Saturday, November 07, 2009

The Nature of the Regime

In Thursday's Star Tribune Gail Rosenblum had a column about an Iranian exile living in the US. Tajadod Pritschet was from a wealthy, prominent family in pre- Revolution Iran. Upon the violent takeover by the mullahs, things turned ugly for her and all of those living non-Islamic fundamentalist compliant lifestyles. For example:

After the shah's fall in 1979, the regime of Ayatollah Khomeini took notice of Tajadod Pritschet, then principal dancer with the National Ballet. To them, dancing was "prostitution" that must be punished.

Her knees were crushed, her feet severed to the bone, leaving her permanently disabled. She was arrested and dragged into prison countless times. Once, the police covered her head and placed her in front of a firing squad next to a close friend who was a professor. Instead, the police shot her friend dead, uncovering Tajadod Pritschet's head in time to see the body dragged away.

When Americans think of the Islamic Revolution of 1979, little is considered beyond the hostage taking at our embassy in Tehran. Unfortunately, in our PC-obsessed, self-abasing culture, the primary focus is usually on what we did to deserve it.

Not well understood, apparently not relevant, is the nature of the regime that seized control in Iran Their motivations, their tactics, their vision for the world. The story of Tajadod Pritschet is a testament to these things and just a small sample of similar fates suffered by many thousands of others in Iran and by extension of their support for terrorism, around the world.

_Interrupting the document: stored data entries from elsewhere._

PR #1383, opened 2023-06-07
correctly chunks large bootstrap files

vroldanbet:
the method was chunking on tuples but then
sending the full update list to the database,
which failed in CRDB due to hitting the maximum
number of statement placeholders with an error:

"lexical error: placeholder index must be between 1 and 65536"

### DIFF
--- a/pkg/validationfile/loader_test.go
+++ b/pkg/validationfile/loader_test.go
@@ -5,10 +5,13 @@ import (
 	"sort"
 	"testing"
 
-	"github.com/stretchr/testify/require"
-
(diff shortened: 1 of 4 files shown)


pkg/validationfile/loader_test.go
```diff
@@ -5,6 +5,10 @@ import (
 	"sort"
 	"testing"
 
+	"github.com/authzed/spicedb/internal/datastore/proxy/proxy_test"
+	"github.com/authzed/spicedb/pkg/datastore"
```
josephschorr, line 9: fix ordering

josephschorr (approved):
LGTM

PR #1385, opened 2023-06-07
Fix a deadlock in preloaded task runner

josephschorr:
We need to make sure to completely cancel the runner if context was canceled


vroldanbet (approved):
LGTM

Issue #1357, opened 2023-05-28
ResourceExhausted Error Due to Non-Limited newRevisionsQuery and Uncontrolled Buffer Size


staskosatkin:
**Issue Description**

While using the Watch API, I've encountered a `ResourceExhausted` error. This problem can lead to the loss of events and disconnections. The issue seems to arise because the `newRevisionsQuery` lacks a limit, which may result in it returning a vast number of snapshots. Furthermore, the buffer size isn't controlled, and it could easily be smaller than the size of `changeToWrite`. This situation creates a risk to the consistency of changes received from the Watch API.

**Relevant Code Snippets**

https://github.com/authzed/spicedb/blob/6d2e468a14e237a3926853193fda04c65d17fe77/internal/datastore/postgres/watch.go#L31-L35
No limit clause present.

**Potential Overflow:**
https://github.com/authzed/spicedb/blob/6d2e468a14e237a3926853193fda04c65d17fe77/internal/datastore/postgres/watch.go#L93-L103
Here, size of `updates` (buffer) could be easily less than `changeToWrite` size.

**Proposed Solution**
I suggest to add a limit to newRevisionsQuery similar to the buffer size. Secondly, controlling the size of the buffer will allow us to continue watching from any point in time until the revisions weren't deleted by the garbage collector (by default it's 24h and it's really enough). This modification provides a great opportunity to maintain the consistency of the event stream, even during downtime of the Watch API's client.  Here's an example fix:

```
for _, changeToWrite := range changesToWrite {
	changeToWrite := changeToWrite

	for int(pgd.watchBufferLength) <= len(updates) {
		sleep := time.NewTimer(watchOverflowSleep)
		select {
		case <-sleep.C:
			continue
		case <-ctx.Done():
			errs <- datastore.NewWatchCanceledErr()
			return
		}
	}

	select {
	case updates <- &changeToWrite:
		// Nothing to do here, we've already written to the channel.
	default:
		errs <- datastore.NewWatchDisconnectedErr()
		return
	}
}
```
**Additional Context**

The proposed fix should improve the reliability of the watch API.

Thank you for your attention to this matter.

Best regards,
staskosatkin

josephschorr:
@staskosatkin seems reasonable. Would you be willing to open a PR?

staskosatkin:
@josephschorr I'll prepare PR, thanks

staskosatkin:
PR was opened https://github.com/authzed/spicedb/pull/1388

[...]

PR #1388, opened 2023-06-08
Extending Watch Api consistency. Postgres Buffer size fix. 

staskosatkin:
PR linked to issue https://github.com/authzed/spicedb/issues/1357

There is added buffer length checking before sending to the chan. So Watch API could continue streaming data. The one limit is GC period duration.

Please let me know if you have any concerns about this PR

### DIFF
--- a/internal/datastore/postgres/watch.go
+++ b/internal/datastore/postgres/watch.go
@@ -16,7 +16,8 @@ import (
 )
 
 const (
-	watchSleep = 100 * time.Millisecond
+	watchSleep       = 100 * time.Millisecond
+	watchSelectLimit = 100
 )
 
 type revisionWithXid struct {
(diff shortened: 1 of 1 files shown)


josephschorr:
@staskosatkin Can you please sign the CLI?

staskosatkin:
**_I have read the CLA Document and I hereby sign the CLA_**

staskosatkin:
Hi @josephschorr ! Could you please take a look?

josephschorr:
@staskosatkin Apologies, I was offline for a few days. Will take a look tomorrow

internal/datastore/crdb/watch.go
```diff
@@ -119,6 +120,17 @@ func (cds *crdbDatastore) Watch(ctx context.Context, afterRevision datastore.Rev
 				})
 
 				for _, change := range toEmit {
+					for int(cds.watchBufferLength) <= len(updates) {
```
josephschorr, line 123: So I'm not convinced this is necessary; if we remove the `default` clause from the select below, then the `updates <- change` should hang if the update channel is filled.

Can you try that approach?

josephschorr: @staskosatkin

josephschorr: Correct; the channel insert will hang, which is what we expect, correct?

staskosatkin: I will check this approach and update this PR after that. Thank you.

josephschorr: @staskosatkin Checking in on this

josephschorr: @staskosatkin Checking in again

josephschorr:
Closing due to lack of movement; Please feel to reopen if necessary

PR #1389, opened 2023-06-08
Properly handle context cancelation in LookupResources processing

josephschorr:


internal/services/shared/errors.go
```diff
@@ -129,6 +129,13 @@ func RewriteError(ctx context.Context, err error) error {
 	case errors.Is(err, context.DeadlineExceeded):
 		return status.Errorf(codes.DeadlineExceeded, "%s", err)
 	case errors.Is(err, context.Canceled):
+		err := context.Cause(ctx)
```
vroldanbet, line 132: TIL there is actually a cause to cancellation

internal/graph/reachableresources.go
```diff
@@ -270,6 +270,12 @@ func (crr *CursoredReachableResources) chunkedRedispatch(
 				return nil, nil
 			}
 
+			// If the number of results returned was less than the limit specified, then this is
+			// the final iteration and no cursor should be returned for the next iteration.
+			if rsm.len() < int(queryLimit) {
+				lastTpl = nil
```
vroldanbet, line 276: was the cursor being returned via API? can we add test for this?

internal/graph/lookupresources.go
```diff
@@ -55,14 +55,14 @@ func (cl *CursoredLookupResources) LookupResources(
 	reachableContext, cancelReachable := context.WithCancel(newContextForReachable)
 	defer cancelReachable()
 
-	limits, lCtx := newLimitTracker(lookupContext, req.OptionalLimit)
+	limits, _ := newLimitTracker(lookupContext, req.OptionalLimit)
```
vroldanbet, line 58: 👍🏻  reaching the limit should cancel RR but not LR. Im surprised we didn't have a test that would causes this to trigger.

internal/services/shared/errors.go
josephschorr: As of Go 1.20

internal/graph/reachableresources.go
josephschorr: No; it just meant an extra iteration was occurring

josephschorr:
Updated

vroldanbet (approved):

PR #1391, opened 2023-06-09
decouples middleware modifications

vroldanbet:
until now middleware modifications composed both unary and streaming middlewares. This worked under the assumption that we wanted the same order in each type of API method.

SpiceDB relies on `grpc-ecosystem/go-grpc-middleware` to build [chains of interceptors](https://github.com/grpc-ecosystem/go-grpc-middleware/blob/bfde8086e68d6a129363b063ffd6518ab568467d/doc.go), which is not natively
supported by the go gRPC SDK. The order of execution is, assuming a slice of interceptors, from left to right.

Because of the design of gRPC Streaming APIs, composed of stream creation and actual streaming of messages, while the chain of interceptors will follow the expected middleware chain order, the actual interception of messages (`RecvMsg` and `SendMsg`) will happen in the opposite order.

Having middlewares depend on each other is a not good practice, but there are circumstances
where at the very least you need a middleware to be the first or the last in the chain, think
middlewares for auditing purposes should happen earlier, otherwise, it wouldn't catch requests that
fail earlier in the chain.

This can be addressed by reversing the order of the middleware to obtain the expected order, but this hasn't been possible because the `MiddlewareModification` API had both unary and streaming coupled.

This commit separates modifications to unary and streaming middlewares, generalized using Go generics.

ℹ️ The generated options rely on a modification to `ecordell/optgen` in order to support generics. See https://github.com/ecordell/optgen/pull/9


internal/services/integrationtesting/cert_test.go
```diff
@@ -137,24 +137,40 @@ func TestCertRotation(t *testing.T) {
...
+						Middleware: servicespecific.UnaryServerInterceptor,
+					},
+				},
+			},
+		}),
+		server.SetStreamingMiddlewareModification([]server.MiddlewareModification[grpc.StreamServerInterceptor]{
+			{
+				Operation: server.OperationReplaceAllUnsafe,
+				Middlewares: []server.ReferenceableMiddleware[grpc.StreamServerInterceptor]{
+					{
```
josephschorr, line 163: I wonder if we want to verify that the same interceptors are set on both unary and streaming, to ensure that we don't miss one?

pkg/cmd/server/middleware.go
```diff
@@ -11,21 +11,21 @@ import (
 // MiddlewareChain describes an ordered sequence of middlewares that can be modified
 // with one or more MiddlewareModification. This struct is used to facilitate the
 // creation and modification of gRPC middleware chains
-type MiddlewareChain struct {
-	chain []ReferenceableMiddleware
+type MiddlewareChain[T grpc.UnaryServerInterceptor | grpc.StreamServerInterceptor] struct {
```
josephschorr, line 14: I think you can define an interface that implements this constraint and just reference it

josephschorr (commented):
Do we have a test for the ordering?

pkg/cmd/server/middleware.go
vroldanbet: I like this is explicit. In which ways do you think adding a synthetic interface will improve the code?

josephschorr: Just remove repeating it everywhere

internal/services/integrationtesting/cert_test.go
ecordell: If we went back to having unary/streaming coupled into one, then you could do the validation at the aggregation instead:

```go
Middleware {
 MiddelwareID
 UnaryInterceptor
 StreamingInterceptor
}

MiddlewareChain {
   []Middleware
   UnaryOrder []MiddlewareID
   StreamingOrder []MiddlewareID
}
```

A validate method or a constructor could assert that every non-nil interceptor is somewhere in the order list?

Not sure this adds that much value, though.

vroldanbet: I'm ve gone with an approach that asserts in tests that the order executed is what we expect, see https://github.com/authzed/spicedb/pull/1395

vroldanbet: oh I see what you say 👍🏻

pkg/cmd/server/middleware.go
vroldanbet: done in https://github.com/authzed/spicedb/pull/1391/commits/67c0fcb33a5165ad8b51b2c0400d63d7708d5db1

vroldanbet:
>Do we have a test for the ordering?

I did a whole thing asserting order in https://github.com/authzed/spicedb/pull/1395

tools/analyzers/go.work.sum
josephschorr, line 1: Should this file be in the PR?

vroldanbet: The file predated this PR, it just got updated, which makes me think it should have been updated in a previous PR but wasn't. We have some actions in CI to fail if the repository is dirty, but somehow ignored this file.

The file was introduced in https://github.com/authzed/spicedb/commit/43678a7704335aee2e5b99aab2d75fae0d42b56b#diff-583a688fd5bc869dc63c64d19cb1dab06bfbde70115e13ad54f7e280ca57794eR1-R2. My understanding is its needed because we are adding a `go.work` file which acts as the good old `replace` directive to have this module use what's checked-in git.

@ecordell can you confirm this? ☝🏻

ecordell: Yes it was intentional. Normally we wouldn't commit go.work like this, but it's just to make the tools find all of the right dependencies.

josephschorr (approved):
LGTM

PR #1393, opened 2023-06-12
default termination-log to disabled to make sure SpiceDB does not fail to start

vroldanbet:
While `/dev/termination-log` is the default path to
termination logs in kube environments, for non-kube
environments the process may not have permission
to write to this path and would fail to start.

This makes the termination log default to disabled
if the flag has a value of empty string.


josephschorr (approved):
LGTM

PR #1395, opened 2023-06-13
grpc middleware order assertion

vroldanbet:
⚠️ built on top of https://github.com/authzed/spicedb/pull/1391

The behaviour of gRPC streaming API middlewares can be surprising w.r.t to order of execution. This is an attempt to force the developer introducing gRPC middleware in SpiceDB to be explicit about the order.

When run in tests, the fluent API builder will wrap each middlewares into another interceptor that will run assertions on the order of execution, and panic if that expected order is not met.

### DIFF
--- a/pkg/cmd/server/defaults.go
+++ b/pkg/cmd/server/defaults.go
@@ -142,35 +142,26 @@ func DefaultUnaryMiddleware(logger zerolog.Logger, authFunc grpcauth.AuthFunc, e
 		NewUnaryMiddleware().
 			WithName(DefaultMiddlewareRequestID).
 			WithInterceptor(requestid.UnaryServerInterceptor(requestid.GenerateIfMissing(true))).
-			EnsureAlreadyExecuted(none).
-			EnsureNotExecuted(DefaultMiddlewareLog).
 			Done(),
 
 		NewUnaryMiddleware().
 			WithName(DefaultMiddlewareLog).
 			WithInterceptor(logmw.UnaryServerInterceptor(logmw.ExtractMetadataField("x-request-id", "requestID"))).
-			EnsureAlreadyExecuted(DefaultMiddlewareRequestID).
-			EnsureNotExecuted(DefaultMiddlewareGRPCLog).
 			Done(),
 
 		NewUnaryMiddleware().
 			WithName(DefaultMiddlewareGRPCLog).
 			WithInterceptor(grpclog.UnaryServerInterceptor(grpczerolog.InterceptorLogger(logger), defaultGRPCLogOptions...)).
-			EnsureAlreadyExecuted(DefaultMiddlewareLog).
-			EnsureNotExecuted(DefaultMiddlewareOTelGRPC).
 			Done(),
 
 		NewUnaryMiddleware().
 			WithName(DefaultMiddlewareOTelGRPC).
 			WithInterceptor(otelgrpc.UnaryServerInterceptor()).
-			EnsureAlreadyExecuted(DefaultMiddlewareGRPCLog).
-			EnsureNotExecuted(DefaultMiddlewareGRPCProm).
 			Done(),
 
 		NewUnaryMiddleware().
 			WithName(DefaultMiddlewareGRPCProm).
 			WithInterceptor(grpcprom.UnaryServerInterceptor).
-			EnsureAlreadyExecuted(DefaultMiddlewareOTelGRPC).
 			EnsureNotExecuted(DefaultMiddlewareGRPCAuth).
 			Done(),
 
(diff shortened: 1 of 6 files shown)


pkg/cmd/server/defaults.go
```diff
@@ -139,109 +139,171 @@ const (
...
-		},
-		{
-			Name:       DefaultInternalMiddlewareServerSpecific,
-			Internal:   true,
-			Middleware: servicespecific.UnaryServerInterceptor,
-		},
+		NewUnaryMiddleware().
+			WithName(DefaultMiddlewareRequestID).
+			WithInterceptor(requestid.UnaryServerInterceptor(requestid.GenerateIfMissing(true))).
+			EnsureAlreadyExecuted(none).
```
josephschorr, line 145: why not just not have this call?

pkg/cmd/server/defaults.go
```diff
@@ -139,109 +139,171 @@ const (
...
+			EnsureNotExecuted(DefaultMiddlewareLog).
+			Done(),
+
+		NewUnaryMiddleware().
+			WithName(DefaultMiddlewareLog).
+			WithInterceptor(logmw.UnaryServerInterceptor(logmw.ExtractMetadataField("x-request-id", "requestID"))).
+			EnsureAlreadyExecuted(DefaultMiddlewareRequestID).
```
josephschorr, line 152: I think we should have the Ensure calls when its necessary; if a middleware doesn't care about ordering relative to other middlewares, no need for the check

pkg/cmd/server/middleware.go
```diff
@@ -172,9 +176,9 @@ func (mc *MiddlewareChain[T]) validate(mod MiddlewareModification[T]) error {
 	}
 
 	// prevent appending/prepending a duplicate middleware
-	for _, middleware := range mod.Middlewares {
-		if existingNames.Has(middleware.Name) && mod.DependencyMiddlewareName == middleware.Name && mod.Operation != OperationReplace {
-			return fmt.Errorf("modification will cause a duplicate in chain: %s", middleware.Name)
+	for _, mw := range mod.Middlewares {
+		if existingNames.Has(mw.Name) && mod.DependencyMiddlewareName == mw.Name && mod.Operation != OperationReplace {
+			return fmt.Errorf("modification will cause a duplicate in chain: %s", mw.Name)
```
josephschorr, line 181: make a spiceerrors.MustBugf

pkg/cmd/server/middleware.go
```diff
@@ -210,3 +214,225 @@ func (mc *MiddlewareChain[T]) modify(modifications ...MiddlewareModification[T])
 	}
 	return nil
 }
+
+var none = uuid.NewString()
+
+func inTest() bool {
+	return flag.Lookup("test.v") != nil
```
josephschorr, line 221: can we use the function we already have defined in the testutil package?

pkg/cmd/server/middleware.go
```diff
@@ -210,3 +214,225 @@ func (mc *MiddlewareChain[T]) modify(modifications ...MiddlewareModification[T])
...
+}
+
+func mustHaveExecuted(ctx context.Context, expectedExecuted string) error {
+	if expectedExecuted == "" {
+		return nil
+	}
+
+	val := ctx.Value(interceptorsExecuted)
+	if val == nil {
+		panic("interception order validation bookkeeping not present in context")
```
josephschorr, line 409: use spiceerrors.MustBugf

pkg/cmd/server/defaults.go
vroldanbet: because then it defaults to not asserting that part, and `none` explicitly asserts that zero middleware have been executed

pkg/cmd/server/middleware.go
vroldanbet: I couldn't find any. Could you point me to it?

pkg/cmd/server/middleware.go
vroldanbet: That does not work - this is only executed only in tests, and if I have a panic here, because it happened in a random goroutine in the gRPC server, I couldn't recover that panic in the test I wrote to ensure these new helpers all work.

pkg/cmd/server/middleware.go
vroldanbet: I can add it but it does not provide value because none of this is executed in runtime

pkg/cmd/server/defaults.go
vroldanbet: Do you know if any of these middlewares care about ordering?

pkg/cmd/server/middleware.go
josephschorr: Ok

pkg/cmd/server/middleware.go
josephschorr: https://github.com/authzed/spicedb/blob/5d33a67c26f89275f839ee7841557c3552c45cd9/pkg/spiceerrors/bug.go#L10

pkg/cmd/server/middleware.go
josephschorr: ok

pkg/cmd/server/middleware.go
vroldanbet: it's unexported. If you are cool with that, I can export it

PR #1399, opened 2023-06-16
Fix generated membership for the development package when using indir…

josephschorr:
…ect caveats

Also adds a consistency test case for this scenario


ecordell (approved):
Do we not have any direct integration tests for the generated expected relations? Otherwise looks good.

josephschorr:
> Do we not have any direct integration tests for the generated expected relations? Otherwise looks good.

We do, but constructing it off of a schema is non-trivial and this seemed easier; I added a test to ensure Expand was returning the correct information as well.

PR #441, opened 2019-07-12
Papercuts

alexduf:
This is a collection of small things, not enough to justify a ticket, but enough to grind my gears :)

Each commit fixes one thing, no new code was written, I only renamed or moved things.


jacobwinch:
> Each commit fixes one thing, no new code was written, I only renamed or moved things.

I really like this approach - it made this super easy to review 👍

PR #443, opened 2019-07-25
Mss 945 editions notification type

NathanielBennett:
Create new notification type for editions

PR #445, opened 2019-08-02
Add editions notification Payload

alexduf:
This is an extension of https://github.com/guardian/mobile-n10n/pull/443 to add the extra fields that the editions app expects.


alexduf:
cc @jimhunty this is the ironing of our solution. It will require to add the fields to the payload when using the curl.

PR #447, opened 2019-08-05
Fix edition topic type

alexduf:
I forgot something 🙄


NathanielBennett:
I didn't notice that :(

PR #450, opened 2019-08-07
Support transactions while registering

alexduf:
This is to cover the very unlikely case where a breaking news is sent while a device re-registers.

There is a short window (~60 ms) where a device is deleted from the database before being re-inserted. A selection during that window would be without the token of that device.

To solve that case I'm introducing transactions here, although I haven't been able to measure the impact on performance yet, and it's going to be hard to measure that impact without being in production.

### DIFF
--- a/common/src/main/scala/db/RegistrationService.scala
+++ b/common/src/main/scala/db/RegistrationService.scala
@@ -13,8 +13,6 @@ import scala.concurrent.ExecutionContext
 
 class RegistrationService[F[_], S[_[_], _]](repository: RegistrationRepository[F, S]) {
   def findByToken(token: String): S[F, Registration] = repository.findByToken(token)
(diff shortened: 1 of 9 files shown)


common/src/main/scala/db/RegistrationService.scala
```diff
@@ -3,23 +3,43 @@ package db
...
-  def save(sub: Registration): F[Int] = repository.save(sub)
-  def remove(sub: Registration): F[Int] = repository.remove(sub)
-  def removeAllByToken(token: String): F[Int] = repository.removeByToken(token)
+
+  def registerDevice(token: String, registrations: List[Registration]): F[Int] = {
+    val prog = for {
+      _ <- repository.deleteByToken(token)
+      inserted <- registrations.map(repository.insert).sequence
+    } yield inserted.sum
+    prog.transact(xa)
```
alexduf: This is the useful transaction. All the other `transact` are pretty much the same as running in autocommit mode

PR #459, opened 2019-09-16
MSS-1015: Trigger purge of an article on breaking news with surrogate key

frankie297:
This allows a soft purge of a breaking news notification using the surrogate key `Item`. It also adds a timeout of 2 seconds.


frankie297:
@alexduf can you see any glaring/obvious reasons why this wouldn't work? am I missing something in my code?

PR #460, opened 2019-09-18
MSS-1139: Add a push type to notifications

frankie297:


frankie297:
@alexduf it's pretty impossible to test this, my original thinking along with @ddramowicz was to set `breakingNewsPayload` for instance to be a background alert and to see if we still received the notification (hoping that we wouldn't). But we think there might be other factors that will play a part in deciding if a notification is sent or not (such as content available)? Do you agree or can you think of another way to test?

frankie297:
@alexduf haha yes sorry, we was just testing some things out. But can confirm iOS 13 has still been receiving notifications so I think it's good.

The names have changed to some degree, but that same regime, the same group of militants and thugs, is still in charge in Iran. And they haven't exactly reconciled with their past, gone on an apology tour, paid reparations, etc. On the contrary, they revere their past actions as glorious episodes in the continuing Islamic Revolution.

Those who ignore this either don't know or don't care about history or present realities.

Which brings us to a White House press release from earlier this week, the words of President Barack Obama:

I have made it clear that the United States of America wants to move beyond this past, and seeks a relationship with the Islamic Republic of Iran based upon mutual interests and mutual respect. We do not interfere in Iran's internal affairs.

The kidnapping and torture of our diplomats and soldiers at the embassy, not to mention the crushed knees and severed feet of a ballet dancer (and thousands others) due to religious intolerance? Water under the bridge! Besides, that's your business Iran, internal matters. Who are we to judge? Time to turn the page. Press the reset button. Now, about those mutual interests we have.

I don't blame Obama for engaging with Iran. I wish we could ignore them, but these people are hell bent on acquiring nukes. They have to be dealt with. The problem is the naïveté and/or arrogance of assuming nothing in the past matters, we can ignore history. We can start fresh, all because of the presence of Obama, who will be able to charm the Iranians with shiny beads and shallow flattery like they were voters in an Iowa caucus.

It's clear Obama does not understand the nature of the Iranian government as well as Tajadod Pritschet does. Let's hope one doesn't have to metaphorically get their knees crushed and feet chopped off before wisdom is achieved

Speaking of Iranian exiles in the Twin Cities, the Stillwater Gazette had an article about another one, this time addressing a local junior high school classroom:

[Daryoush Allaei] is a Minnesota businessman who fled the Iranian Revolution when he was 21.

This Tuesday he's visiting Bob Manning's ninth-grade social studies class to explain the importance of respect for other cultures and humility with their own culture. It's a question of accepting nuance and complexity.

So how does this mutual respect, humility, nuance and complexity manifest itself?

"What's the Iranian government like?" The Stillwater Junior High student's question to Daryoush Allaei is frank, blunt even, and the Iranian speaker answers just as unequivocally.

"Ugly," he says. "If you want to know what (the Iranian) government is like, go study eight years of Bush and Cheney. They have no goodwill for others."

What is it about public schools and the spreading of Democrat party talking points? Even the Iranian exiles get caught up in it!

If there were any justice, the teacher would have walked over, inspected the dude's knees and feet for crushing and amputation by Bush and Cheney and upon finding no evidence, escorted this partisan hack off the premises. Sadly, there ain't no justice, at least in Stillwater:

Back in Stillwater, the students start gathering their books as the clock ticks down to the next period. Manning holds them still the final few seconds so Allaei can wrap up his speech.

As the next class starts in on a worksheet, Manning explains the subtleties that he hopes his students heard in Allaei's message: Learn about the world. Respect other cultures. Understand that there's more than one way to see something. This is what's needed to succeed.

It's true, there's more than one way to see something. Some believe Bush and Cheney are like Khomeini. On the other hand, some believe they are like Hitler. Class dismissed!